Estimated bacterial genome proportions. For the two simulated metagenomes (100 and 1,000 bacterial genomes, respectively), colored de Bruijn graphs were utilized to estimate the nucleotide proportion of each bacterial genome in its containing metagenome. Genome proportions in metagenomes followed a power law. Black lines show the expected nucleotide proportion for bacterial genomes while blue points represent proportions measured by colored de Bruijn graphs. (A) For the 100-genome metagenome, only two bacterial genomes were not correctly measured (2.0%), namely Methanococcus maripaludis X1 and Serratia AS9. Methanococcus maripaludis X1 was not detected because it was duplicated in the dataset as Methanococcus maripaludis XI, thus providing zero uniquely colored k-mers. Serratia AS9 was not detected because it shares almost all its k-mers with Serratia AS12. (B) For the 1,000-genome metagenome, 4 bacterial genomes were overestimated (0.4%) while 20 were underestimated (2.0%). These errors were due to highly similar bacterial genomes, hence they did not provide uniquely colored k-mers. This problem can be alleviated either by using a curated set of reference genomes or by using a taxonomy. The remaining 976 bacterial genomes had a measured proportion near the expected value.

Figure 3

Fast and efficient taxonomic profiling with distributed colored de Bruijn graphs. From a previous study, 124 metagenomic samples containing short paired reads were assembled de novo and profiled for taxons. The graph coloring occurred once the de Bruijn graph was assembled de novo. (A) The taxonomic profiles are shown for the phylum level. The two most abundant phyla were Firmicutes and Bacteroidetes. This is in agreement with the literature [22]. The abundance of human sequences was also measured.
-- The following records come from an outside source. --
PR #432, opened 2026-01-10
fix: Add periodic Kitty image garbage collection during scroll

kaantradelab:
Problem:
When using Kitty graphics protocol, orphan images accumulate in `kittyGraphicsState.imagesById` because `cleanupUnusedKittyImages()` is only called on explicit delete commands.

During long-running terminal sessions with heavy output (e.g., CI/CD logs, AI agent sessions), this causes memory to grow unbounded. Observed: 11GB+ memory usage, terminal freeze, inability to scroll.

Solution:
- Add counter-based garbage collection in `scroll()`
- Track lines scrolled since last cleanup
- Trigger `cleanupUnusedKittyImages()` every 500 lines when buffer is trimmed
- Change function visibility from `private` to `internal`

Results:
- Memory usage reduced from 11GB+ to ~400MB (96%+ improvement)
- Terminal remains responsive during long sessions

### DIFF
--- a/Sources/SwiftTerm/KittyGraphics.swift
+++ b/Sources/SwiftTerm/KittyGraphics.swift
@@ -1703,7 +1703,9 @@ extension Terminal {
         return right >= screenLeft && left <= screenRight && bottom >= screenTop && top <= screenBottom
     }
 
-    private func cleanupUnusedKittyImages() {
+    /// Removes images from `imagesById` that are no longer referenced by any buffer line.
+    /// Called periodically during scroll to prevent memory accumulation.
+    func cleanupUnusedKittyImages() {
         var used = Set<UInt32>()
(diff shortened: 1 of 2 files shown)


migueldeicaza:
Oops, thank you so very much for tracking this!

Let me see if I can do something a little more aggressive, rather than doing a cycle scan every N scrolled lines, if that does not pan out, I will merge your PR.

migueldeicaza:
Btw, the reason I do not want to do a collection after the number of lines is both that it would add another layer of uncertainty and jumps while I am profiling the performance and because it would probably break the kitty protocol.

Since reference counting does not work (as this is part of the design), what I am going to do is add an eviction of data after certain size.

migueldeicaza:
Ok, this is what I am doing instead:

https://github.com/migueldeicaza/SwiftTerm/pull/433

PR #434, opened 2026-01-10
Fix scroll() to respect left/right margins (DECSLRM)

leftspin:
## Summary

When margin mode is active with narrowed left/right margins (DECSLRM), the `scroll()` function was scrolling entire lines instead of only the columns within the margin region. This caused display corruption when applications like tmux use DECSLRM for side-by-side panes - scrolling in one pane would affect content in adjacent panes.

The fix adds a new code path that detects when:
1. Margin mode is enabled (DECLRMM)
2. Margins are narrower than full width
3. The scroll should only affect the margin region

In this case, we do in-place column-by-column scrolling within the margin bounds, similar to how `cmdInsertLines`/`cmdDeleteLines` already handle this scenario.

### Additional Fixes

- **cmdIndex (ESC D)**: Now checks if cursor is within left/right margins before triggering scroll, matching the behavior of `cmdLineFeedBasic()`
- **reverseIndex (ESC M)**: Same margin check added, plus margin-aware column-by-column scrolling for narrow margins

## Known Limitation

Line-level metadata (`isWrapped`, `images`, `renderMode`) cannot be partially scrolled since they are per-`BufferLine` properties spanning all columns. The fix resets these on affected lines. A comment in the code documents that ideally `isWrapped` would be tracked per-column-range for proper triple-click selection within individual panes, but this would require architectural changes to the data model.

## Test Plan

- [x] Tested with tmux side-by-side panes - scrolling in one pane no longer corrupts adjacent pane
- [x] Verified normal scrollback behavior preserved when margins are full width
- [x] Built and ran in visionOS app (Floatty)
- [x] Tested intermittent "text pushed down" issue in adjacent pane - fixed by cmdIndex/reverseIndex changes


migueldeicaza:
This is great and makes an existing failure in the test suite pass (test_DECRQSS_DECSLRM), but it comes with an additional change that is not necessary (the Package.resolved), would you mind removing that file from the PR?

leftspin:
oops. sloppy. will do

migueldeicaza:
Thank you!

Issue #723, opened 2022-06-02
Allow search by metric definition


aaronyan:
We should allow search by metric definition in the metric directory. If an experimenter knows the Tracks event, but doesn't know the metric name in Abacus, this will significantly make it easier to find the right metric.

Looking at out [APIs and schemas](https://app.swaggerhub.com/apis/yanir/experiments/0.1.0#/management/get_metrics), it doesn't look like this would require a change to the API!

razvanpapadopol:
Yes, it looks like we have everything we need 🎉 
I've drafted the new functionality in https://github.com/Automattic/abacus/pull/725 using the same pattern as in the experiment directory search by description (https://github.com/Automattic/abacus/pull/692).

PR #725, opened 2022-06-03
Metrics table: allow search by metric params

razvanpapadopol:
Fixes https://github.com/Automattic/abacus/issues/723

* To make the params searchable, we render a hidden column using stringified event/revenue params.

## How has this been tested?

### Manual testing instructions (please specify):
- test by searching in the Metrics table for:
  - a Tracks event; eg: `wpcom_checklist_completed`
  - a prop value for a Tracks event; eg: `is_new_site` 
  - a product slug used in a Revenue metric; eg: `jetpack-search`


src/components/metrics/MetricsTable.tsx
```diff
@@ -49,6 +49,9 @@ const useMetricDetailStyles = makeStyles((theme: Theme) =>
   }),
 )
 
+const stringifyMetricParams = (metric: Metric): string =>
+  JSON.stringify(metric.parameterType === 'conversion' ? metric.eventParams : metric.revenueParams, null, 4)
```
jessie-ross, line 53: Just as an aside: I think having the metric params in separate columns was a bad idea, there should have just been `metric.params`.

src/components/metrics/MetricsTable.tsx
```diff
@@ -107,6 +104,15 @@ const MetricsTable = ({
 }): JSX.Element => {
   debug('MetricsTable#render')
 
+  const processedMetrics = useMemo(
```
jessie-ross, line 107: I think useMemo is a bit of a micro optimisation here. Even if we had 2000 metrics this would still be fast enough.

jessie-ross (commented):
Overall looks good, thanks for the quick PR! I'll approve when this is out of WIP

src/components/metrics/MetricsTable.tsx
razvanpapadopol: I'd leave it in just as good practice but you're definitely right since metrics are manually added, unlike generated daily analyses for example. Also, the current "processing" has linear complexity.

aaronyan (commented):
Thank you for drafting this so quickly, @razvanpapadopol! LGTM so far with one minor tweak. The column spacing looks funny after making a search:

Screen Shot 2022-06-06 at 3 16 12 PM

aaronyan:
Woo, thanks for the quick fix. LGTM!

razvanpapadopol:
Thanks, both, for the initial reviews! 
@jessie-ross, I think this is ready for final approval now so I've removed the `WIP` 🚀

jessie-ross (approved):
LGTM!

PR #726, opened 2022-06-06
Show full A/b/n data and analysis where possible

razvanpapadopol:
Follow up proposal to #713 

### Summary of changes
This PR adds the `variationsNotSelected` concept so metric assignment results for all the rest of the A/b/n variations are appended to the globally selected Base and Change variations in Analysis and Observed Data tables.

**Other**:
* Style the appended rows differently
* Add A/B/n Experiment story to ExperimentResults 

### Demo
The following screenshots are taken using the newly introduced story with `treatment1` selected as Base and `treatment2` as Change variation.

Screenshot 2022-06-06 at 15 05 48

Screenshot 2022-06-06 at 15 05 58

## How has this been tested?


aaronyan (commented):
This is awesome! I am a big fan of showing all the values, and this is a creative way to blend the analysis controls with showing all values.

For a future PR (or this one), would it be possible to keep the original order of the variants and the results? So we always see  the rows in the following order: `control`, `treatment_a`, and `treatment_b`, but the comparison becomes bold and the rest fades into they grey. I'm cool with addressing later if this feels out of scope for this PR!

aaronyan:
That looks perfect, @razvanpapadopol! Thanks for including the static row order and adjusting the color on A/B/n analysis controls change.

I just noticed that the result rows auto-collapse when changing the controls too. Would it be possible to leave opened results rows open on controls change?

jessie-ross (approved):
Nice small and effective change! LGTM!

Looks like the snapshots just need updating.

razvanpapadopol:
> That looks perfect, @razvanpapadopol! Thanks for including the static row order and adjusting the color on A/B/n analysis controls change.
> 
> I just noticed that the result rows auto-collapse when changing the controls too. Would it be possible to leave opened results rows open on controls change? This is not very important so if it takes a lot of work, I say we ship your changes just like this (just a nice quality of life thing)!

Thanks for having a look! Speaking of row auto-collapse, I'm pretty sure it's not related to this change and after some investigation, I've noticed it applies to changing the Analysis Strategy as well. It also doesn't have a quick fix so let's discuss further in https://github.com/Automattic/abacus/issues/731

> Nice small and effective change! LGTM!
> 
> Looks like the snapshots just need updating.

Thanks for reviewing this, @jessie-ross !
It was also a bit of coverage needed so I've fixed that in [a128c3](https://github.com/Automattic/abacus/pull/726/commits/a128c339181301712b00ef5e923ebf7cd52055d7) together with extraction of A/B/n fixtures and updating (fixing maybe?) [the other A/B/n related snapshot](https://github.com/Automattic/abacus/pull/726/commits/a128c339181301712b00ef5e923ebf7cd52055d7#diff-7f5e48288ae0bd806fe9491ab68b264d57079961ec8a9e957f617e07396be041). Since the functionality was left untouched, I'll go ahead and release 🚢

The phylum Chordata had two outlier samples. This indicates that two of the samples had more human sequences than the average, which may bias results. (B) At the genus level, the most abundant taxon was Bacteroides. This taxon occurred more than once because it was present at different locations within the Greengenes taxonomic tree. Also abundant is the genus Prevotella. Furthermore, the later had numerous samples with higher counts, which may help in non-parametric clustering. Two samples had higher abundance of human sequences, as indicated by the abundance of the genus Homo.

Figure 4

Principal component analysis shows two clusters. Principal component analysis (see Materials and methods) with abundances at the genus level yielded two distinct clusters. Abundances were obtained with colored de Bruijn graphs. One was enriched in the genus Bacteroides while the other was enriched in the genus Prevotella. Principal component 1 was linearly correlated with the genus Prevotella while principal component 2 was linearly correlated with the genus Bacteroides. This analysis suggests that there is a continuum between the two abundant genera Bacteroides and Prevotella. This interpretation differs from the original publication in which three human gut enterotypes were reported [23]. More recently, it has been proposed that there are only two enterotypes and individuals are distributed in a continuum between the two [42].

Figure 5

Ontology profiling with colored de Bruijn graphs. Gene ontology profiles were obtained by coloring of the graph resulting from de novo assembly. Gene ontology has three domains: biological process, cellular component and molecular function. For each domain, only the 15 most abundant terms are displayed. (A) Ontology terms in the biological process domain were profiled. Some of these have several outlier samples, namely oxidation-reduction process and DNA recombination. (B) Ontology profiling for cellular component terms is shown. The most abundant is the membrane term. (C) The profile for molecular function terms is shown. Binding functions are the most abundant with ATP binding, nucleotide binding and DNA binding in the top three. Next is catalytic activity, which is a general term. More specific catalytic activities are listed.